Instructions for the task —
Determine how many lines in these records hold "credentials". Only the number is wanted.

Data in this exercise —
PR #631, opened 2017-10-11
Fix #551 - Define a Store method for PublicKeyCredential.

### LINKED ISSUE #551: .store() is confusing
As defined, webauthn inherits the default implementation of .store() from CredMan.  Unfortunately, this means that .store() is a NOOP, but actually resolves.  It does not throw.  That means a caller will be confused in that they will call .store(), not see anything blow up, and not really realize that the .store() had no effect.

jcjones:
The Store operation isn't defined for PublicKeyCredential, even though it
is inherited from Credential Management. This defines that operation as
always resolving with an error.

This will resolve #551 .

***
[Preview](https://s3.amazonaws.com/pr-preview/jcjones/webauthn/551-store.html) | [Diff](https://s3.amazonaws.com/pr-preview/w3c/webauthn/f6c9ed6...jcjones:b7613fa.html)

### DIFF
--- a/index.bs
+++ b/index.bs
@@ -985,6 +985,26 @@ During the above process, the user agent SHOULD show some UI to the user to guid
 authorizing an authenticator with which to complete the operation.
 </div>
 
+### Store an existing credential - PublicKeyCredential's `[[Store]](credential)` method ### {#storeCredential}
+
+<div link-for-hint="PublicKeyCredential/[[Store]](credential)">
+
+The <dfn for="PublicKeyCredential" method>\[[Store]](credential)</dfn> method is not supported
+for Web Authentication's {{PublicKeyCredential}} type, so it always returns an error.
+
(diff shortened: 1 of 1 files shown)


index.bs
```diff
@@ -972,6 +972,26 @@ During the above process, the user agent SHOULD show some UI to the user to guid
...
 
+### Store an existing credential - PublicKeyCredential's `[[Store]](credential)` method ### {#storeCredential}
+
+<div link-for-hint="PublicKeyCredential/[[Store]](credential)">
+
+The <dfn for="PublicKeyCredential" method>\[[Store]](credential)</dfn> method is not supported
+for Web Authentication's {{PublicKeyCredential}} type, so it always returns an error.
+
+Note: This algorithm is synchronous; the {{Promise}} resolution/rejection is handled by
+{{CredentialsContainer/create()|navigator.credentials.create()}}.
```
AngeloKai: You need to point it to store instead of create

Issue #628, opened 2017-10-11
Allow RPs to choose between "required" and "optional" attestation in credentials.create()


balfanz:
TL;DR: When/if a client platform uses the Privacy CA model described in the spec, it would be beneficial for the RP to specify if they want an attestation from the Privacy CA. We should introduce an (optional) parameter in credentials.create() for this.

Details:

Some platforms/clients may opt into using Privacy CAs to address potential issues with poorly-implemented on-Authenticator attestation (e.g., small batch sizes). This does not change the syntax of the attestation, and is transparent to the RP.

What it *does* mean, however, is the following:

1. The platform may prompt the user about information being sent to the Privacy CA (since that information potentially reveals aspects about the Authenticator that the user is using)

Answer —
3